Qu’en est-il, à cet égard, de notre politique à l’égard du Pakistan, dont il serait utile de connaître les intentions en vue de faciliter la transition et de permettre la réconciliation des différentes factions pachtounes dès lors qu’elles se seraient clairement dissociées de l’entreprise du terrorisme international d’Al-Quaïda ?
M. le président. Mon cher collègue, je vous en prie, posez votre question.
M. Jean-Pierre Chevènement. J’attire votre attention sur le fait que nos troupes ne doivent pas être embarquées – embeded, comme disent les Américains – dans un processus sur lequel nous n’aurions aucun contrôle. (M. Yvon Collin applaudit.)
M. le président. Monsieur Chevènement, vous avez consommé en partie le temps qui vous était alloué pour une éventuelle réplique.
La parole est à M. le ministre.
M. Gérard Longuet, ministre. Cher Jean-Pierre Chevènement, il y a un projet politique. Il consiste à transmettre à un État afghan, à une structure afghane, à une armée afghane, à une police afghane la responsabilité de gérer un grand pays, qui a une très longue histoire mais qui n’est assurément pas une société moderne au sens où le sont les démocraties d’aujourd’hui.
L’intervention de M. Yves Pozzo di Borgo nous le rappelait – bien qu’il s’agisse non du monde arabe mais, en l’occurrence, du monde musulman –, il se produit un immense changement.

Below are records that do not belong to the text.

PR #2565, opened 2019-10-03
DROOLS-4601 : Escape characters added to code after editing comma separated list in guided rule editor

Rikkola:
https://issues.jboss.org/browse/DROOLS-4601

### DIFF
--- a/drools-workbench-models/drools-workbench-models-commons/src/test/java/org/drools/workbench/models/commons/backend/rule/RuleModelDRLPersistenceUnmarshallingTest.java
+++ b/drools-workbench-models/drools-workbench-models-commons/src/test/java/org/drools/workbench/models/commons/backend/rule/RuleModelDRLPersistenceUnmarshallingTest.java
@@ -9563,4 +9563,27 @@ public class RuleModelDRLPersistenceUnmarshallingTest extends BaseRuleModelTest 
         assertEqualsIgnoreWhitespace(drl,
                                      RuleModelDRLPersistenceImpl.getInstance().marshal(model));
     }
+
+    @Test
+    public void unmarshalStringListsCorrectly() {
+        final String drl = "package org.mortgages;\n" +
+                "rule \"aaa\"\n" +
+                "\tdialect \"mvel\"\n" +
+                "\twhen\n" +
+                "\t\tApplicant( applicantName : name in ( \"a\", \"b\", \"c\" ) )\n" +
+                "\tthen\n" +
+                "end";
+
+        when(dmo.getPackageName()).thenReturn("org.mortgages");
+
+        final RuleModel model = RuleModelDRLPersistenceImpl.getInstance().unmarshal(drl,
+                                                                                    Collections.emptyList(),
+                                                                                    dmo);
+
+        SingleFieldConstraint fieldConstraint = model.getLHSBoundField("applicantName");
+
+        assertEquals("a, b, c", fieldConstraint.getValue());
+        assertEqualsIgnoreWhitespace(drl,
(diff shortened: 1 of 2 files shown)


Rikkola:
@jomarko @manstis if you two could be kind enough to review.

jomarko:
No comments to the code, however it seems to me quotes are added in some strange way now:

- Screenshot from 2019-10-09 10-06-30
- 
Screenshot from 2019-10-09 10-06-39

Rikkola:
@jomarko that is actually how master also works without this PR. I dare to say quotes haven't worked in that setup before. I'll try to see if there if there is a way to add support for this without breaking backwards compatibility.

jomarko:
@Rikkola ok, sorry I need to clarify. Are you saying that you are fixing just case, when user put in values without double quotes and then after reopening still no double quotes added in UI? just in the source code? And are you saying that if user put in values already with double quotes it is not working correctly even without your PR?

Rikkola:
Yes so even without this change, if you used double quotes like this `a, "b,c", d` it does a broken split between b and c. It looks like quotes do not work with list in GRE and never have.

This PR fixes the problem when you have a list `a,b,c` and it is changed to `"a", "b", "c"` in source. However if you reopen the rule textbox content is `\"a\", \"b\", \"c\"` if you save for a second time a new set of quotes is added and you can keep adding quotes this way infinitely. This fix keeps the content as it is, even if it is broken.

Rikkola:
I'm not sure if that helped. The explanation is not the clearest :)

Rikkola:
@jomarko what are your feelings on us making a separate ticket for the issue you found? That is how it worked before and it looks like the " quotes are not used to group the content inside of them to produce a single "a, b" element. There is a small possiblity that we break backward compatibility for any items that use " character in as an option. Although I it is very unlikely that anyone uses it.

jomarko:
New issue reported as https://issues.jboss.org/browse/RHPAM-2457

jomarko (approved):

jomarko:
@manstis could you please review and possibly merge?

drools-workbench-models/drools-workbench-models-commons/src/test/java/org/drools/workbench/models/commons/backend/rule/RuleModelDRLPersistenceUnmarshallingTest.java
```diff
@@ -9563,4 +9563,27 @@ public void testNotMatchesAndNotSoundsLikeDeclaredInDsl() {
...
                                      RuleModelDRLPersistenceImpl.getInstance().marshal(model));
     }
+
+    @Test
+    public void unmarshalStringListsCorrectly() {
+        final String drl = "package org.mortgages;\n" +
+                "rule \"aaa\"\n" +
+                "\tdialect \"mvel\"\n" +
+                "\twhen\n" +
+                "\t\tApplicant( applicantName : name in ( \"a\", \"b\", \"c\" ) )\n" +
```
manstis, line 9573: @Rikkola Any chance we could have a test for strings containing commas; e.g. `"a", "b", "c,d", "e"`?

jomarko: @manstis it doesn't work, see my https://github.com/kiegroup/drools/pull/2565#issuecomment-542639075

manstis (approved):
Approving on the basis of https://github.com/kiegroup/drools/pull/2565#discussion_r335906561 (a new JIRA has been created for the test I requested be added to this PR).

Il bouscule les idées communes, notamment le sentiment que c’était un monde à part, hermétique aux idées de liberté, de responsabilité individuelle et de démocratie, un monde qui, au fond, semblait condamné à choisir entre des régimes autoritaires plus ou moins laïcs ou laïcisants et, au contraire, des régimes islamiques.
Nous avons quelque chose de nouveau, dont nous ne savons pas ce qu’il sortira.
En Afghanistan, nous essayons de faire évoluer une société en créant une structure d’État.
Très concrètement, s’agissant du secteur de Surobi, nous pensons pouvoir saisir le JANIB afin d’obtenir une décision du président Karzaï et de pouvoir en effet passer la main.
En ce qui concerne la Kapisa, les efforts sont en cours, le calendrier ne sera absolument pas le même.
Il existe une différence profonde entre les deux situations : lorsque nous aurons transmis la responsabilité, nous redeviendrons libres de nos moyens. Et je n’imagine pas un seul instant que le Gouvernement ne propose pas, à un moment ou un autre, un débat public, et d’abord au Parlement, sur l’évolution de nos engagements quand nous aurons fait notre travail et passé la main aux responsables afghans. Car tel est bien le projet politique de l’alliance internationale : faire émerger un État.
Nous sommes loin des ambiguïtés que vous évoquiez voilà quelques instants et qui ont attristé des pages de notre histoire. (Applaudissements sur les travées de l’UMP. – M. Yves Pozzo di Borgo applaudit également.)